## Activity
Below is a block of records. Copy every line in it that contains the word "first".

## Data shown

PR #1985, opened 2024-04-15
Create abstract class truck and classes that extends it

RomanChygryn:


src/main/java/core/basesyntax/MainApp.java
```diff
@@ -1,5 +1,15 @@
 package core.basesyntax;
 
 public class MainApp {
+    private final Machine truck = new Truck();
```
Elena-Bruyako, line 4: It's better to create an array Machine[] machines = new Machine[3];  in method printInfo() and add each type of machine there

Elena-Bruyako (changes requested):

src/main/java/core/basesyntax/MainApp.java
RomanChygryn: Changed, thanks

Elena-Bruyako (approved):

PR #1993, opened 2024-04-20
My solution to the first task.

Sasha-Vradiy:


src/main/java/core/basesyntax/Machine.java
```diff
@@ -0,0 +1,8 @@
+package core.basesyntax;
+
+public abstract class Machine {
+    public abstract void doWork();
+
+    public abstract void stopWork();
+
```
olekskov, line 7:
```suggestion
```

src/main/java/core/basesyntax/MainApp.java
```diff
@@ -1,5 +1,14 @@
 package core.basesyntax;
 
 public class MainApp {
-
+    public static void main(String[] args) {
+        Machine truck = new Truck();
+        Machine bulldozer = new Bulldozer();
+        Machine excavator = new Excavator();
+        Machine[] machines = new Machine[]{truck, bulldozer, excavator};
```
olekskov, line 8: We introduce variables:
- when reused
- when adds clarity by introducing a new name to some unobvious expression
- when we need to split expression into parts to make it more simple
Here is not the case
```suggestion
        Machine[] machines = new Machine[] {new Truck(), new Bulldozer(), new Excavator()};
```

olekskov (approved):
Good job. Please check comment below for future

PR #2017, opened 2024-05-20
jv-oop-solution

OlehLyashik:
add solution for task jv-oop


MentorMA (changes requested):
image
Handle this problem at first

Elena-Bruyako (approved):

PR #2045, opened 2024-06-17
add public static void main method

fetis-off:


Vasul-Pankiv (changes requested):
did you read task description? Looks like not, so do it, and send "valid" solution

PR #1106, opened 2012-02-14
Beefing up the cookies disabled check so that it handles almost all cases without user interaction.

shane-tomlinson:
- Add a new view, cookies_disabled - this is displayed to browsers that do not allow access to localStorage when cookies are disabled (Firefox, Chrome, Fennec)
- Add localStorage check in include.js to check for browsers that do not allow write access to localStorage.
- Add a Javascript cookie check in network.js->cookiesEnabled using a test cookie with duration of 1 second so it is never sent to the server.
- Remove the old cookies_enabled check that was theorized to come from session_context - remove this from the XHR mock as well.

issue #835

### DIFF
--- a/resources/static/dialog/views/error.ejs
+++ b/resources/static/dialog/views/error.ejs
@@ -11,7 +11,7 @@
     <h2 id="error_403">
       <%= gettext("BrowserID required cookies") %>
     </h2>
-    <%= gettext("Please close this window, <a target='_blank' href='http://support.mozilla.org/en-US/kb/Websites%20say%20cookies%20are%20blocked'>enable cookies</a> and try again") %>
+    <%= format(gettext("Please close this window, <a target='_blank' href='%s'>enable cookies</a> and try again"), ['http://support.mozilla.org/en-US/kb/Websites%20say%20cookies%20are%20blocked']) %>
   <% } else { %>
     <h2 id="defaultError">
       <%= gettext("We are very sorry, there has been an error!") %>
--- a/resources/static/dialog/views/error.ejs
+++ b/resources/static/dialog/views/error.ejs
@@ -9,27 +9,31 @@
     </h2>
   <% } else if (typeof network !== "undefined" && network.status == 403) { %>
     <h2 id="error_403">
-      <%= gettext("We are sorry, BrowserID required cookies") %>
+      <%= gettext("BrowserID required cookies") %>
     </h2>
-    <%= gettext("BrowserID requires your browser's cookies to be enabled to operate. Please enable your browser's cookies.") %>
+    <%= gettext("Please close this window, <a target='_blank' href='http://support.mozilla.org/en-US/kb/Websites%20say%20cookies%20are%20blocked'>enable cookies</a> and try again") %>
   <% } else { %>
     <h2 id="defaultError">
       <%= gettext("We are very sorry, there has been an error!") %>
     </h2>
   <% } %>
 
-  <p>
-  <% if (typeof dialog !== "undefined" && dialog !== false) { %>
-    <%= gettext("To retry, you will have to reload the page and try again.") %>
-  <% } else { %>
-    <%= gettext("To retry, you will have to close this window and try again.") %>
+  <% if (!(typeof network !== "undefined" && network.status == 403)) { %>
+    <p>
+      <% if (typeof dialog !== "undefined" && dialog !== false) { %>
+        <%= gettext("To retry, you will have to reload the page and try again.") %>
+      <% } else { %>
+        <%= gettext("To retry, you will have to close this window and try again.") %>
+      <% } %>
+    </p>
   <% } %>
-  </p>
 
   <% if(typeof action !== "undefined" || typeof network !== "undefined") { %>
-    <a href="#" id="openMoreInfo">
-      <%= gettext("See more info") %>
-    </a>
+    <p>
+      <a href="#" id="openMoreInfo">
+        <%= gettext("See more info") %>
+      </a>
+    </p>
 
     <ul id="moreInfo">
       <% if (typeof action !== "undefined") { %>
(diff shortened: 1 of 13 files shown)


resources/static/dialog/views/error.ejs
```diff
@@ -7,24 +7,33 @@
...
       <%= gettext("We are very sorry, there has been an error!") %>
     </h2>
   <% } %>
 
-  <p>
-  <% if (typeof dialog !== "undefined" && dialog !== false) { %>
-    <%= gettext("To retry, you will have to reload the page and try again.") %>
-  <% } else { %>
-    <%= gettext("To retry, you will have to close this window and try again.") %>
+  <% if (!(typeof network !== "undefined" && network.status == 403)) { %>
```
shane-tomlinson, line 21: Since we have "please close this window, ..." above, I am supressing the duplicate "action" message.

resources/static/dialog/views/error.ejs
```diff
@@ -7,24 +7,33 @@
...
+      <% } %>
+    </p>
   <% } %>
-  </p>
 
   <% if(typeof action !== "undefined" || typeof network !== "undefined") { %>
-    <a href="#" id="openMoreInfo">
-      <%= gettext("See more info") %>
-    </a>
+    <p>
```
shane-tomlinson, line 32: Surrounded this with a <p> in case the "To retry, you will have to..." text is supressed - this shows up next to the "cookies disabled" action text otherwise.

resources/static/include_js/include.js
```diff
@@ -840,30 +840,55 @@
...
+          // cookies are disabled, some browsers (Chrome) will except here.
+          win['localStorage'].setItem("test", "true");
+          win['localStorage'].removeItem("test");
+        }
+        else {
+          // Browser does not have local storage.
+          return "LOCALSTORAGE_MISSING";
+        }
+      } catch(e) {
+          return "LOCALSTORAGE_DISABLED";
```
shane-tomlinson, line 869: Made the error codes more explicit for easier grokking.

resources/static/shared/network.js
```diff
@@ -570,8 +568,19 @@ BrowserID.Network = (function() {
...
+      // Make sure we get context first or else we will needlessly send
+      // a cookie to the server.
       withContext(function() {
-        complete(onComplete, cookies_enabled);
+        try {
+          // set a test cookie with a duration of 1 second.
+          // NOTE - The Android 3.3 default browser will still pass this.
+          // http://stackoverflow.com/questions/8509387/android-browser-not-respecting-cookies-disabled/9264996#9264996
+          document.cookie = "test=true; max-age=1";
+          var enabled = document.cookie.indexOf("test") > -1;
```
shane-tomlinson, line 579: @ozten - Unfortunately, adding the additional test (for max-age) returned true for Android 3.3's default browser.

ozten, line 579: So much for un-tested advise ;)

shane-tomlinson, line 579: @ozten - Strangely enough, I tried reading the cookie value in Android 3.3 browser with cookies disabled.  The value comes back.  Whack.

ozten:
Looks good. r+

resources/views/cookies_disabled.ejs
```diff
@@ -0,0 +1,17 @@
...
+
+  <section id="error" class="cookies_disabled">
+      <div class="table">
+        <div class="vertical contents">
+          <h2 id="reason">
+            <%= gettext("BrowserID requires cookies") %>
+          </h2>
+
+          <p>
+            <%- gettext("Please close this window, <a target='_blank' href='http://support.mozilla.org/en-US/kb/Websites%20say%20cookies%20are%20blocked'>enable cookies</a> and try again") %>
```
ozten: You want to keep as much gunk out of a string as possible. I'd suggest:

<p class='no-cookies'>
<%- format(gettext("Please close this window, <a target='_blank' href='%s'>enable cookies</a> and try again",
                   'http://support.mozilla.org/en-US/kb/Websites%20say%20cookies%20are%20blocked') %>
</p>


Is target critical? Can we add this attribute via JavaScript? `$('#no-cookies a').attr('target', '_blank')`. We can leave it in to KISS, of course, but URLs should never be in strings, as they might change.

ozten:
r-
New string shouldn't have a link in it. Otherwise, great work!

resources/views/cookies_disabled.ejs
stomlinson: @ozten - great point, I hadn't thought of that.  Will update.

stomlinson: @ozten - I removed the URL from the strings and now use "format" to insert them.  I kept the target in the string because the cookies_disabled dialog as a whole does not have any javascript included and including JS to add a target attribute seems like overkill.  But, I am thinking I can take this a step further.  Would it be alright to take out both the target and href attributes and replace them with a single "%s"?

For instance:

```
<a target='_blank' href='http://support.mozilla.org/en-US/kb/Websites%20say%20cookies%20are%20blocked'>enable cookies</a>
```

would change to

```
<a %s>enable cookies</a>
```

with the value for the %s replacement being `target='_blank' href='....`

That way the translators have very little to worry about, but the target="_blank" can still be inserted.

resources/static/dialog/views/error.ejs
```diff
@@ -7,24 +7,33 @@
     <h2 id="error_503">
       <%= gettext("We are very sorry, the server is under extreme load!") %>
     </h2>
+  <% } else if (typeof network !== "undefined" && network.status == 403) { %>
+    <h2 id="error_403">
+      <%= gettext("BrowserID required cookies") %>
+    </h2>
+    <%= format(gettext("Please close this window, <a target='_blank' href='%s'>enable cookies</a> and try again"), ['http://support.mozilla.org/en-US/kb/Websites%20say%20cookies%20are%20blocked']) %>
```
ozten, line 14: This looks good. @mathjazz is always good to get a code review from early on for tricky strings.

mathjazz, line 14: My name is @mathjazz, and I approve this message. :)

## Task response
My solution to the first task.
Handle this problem at first
+      // Make sure we get context first or else we will needlessly send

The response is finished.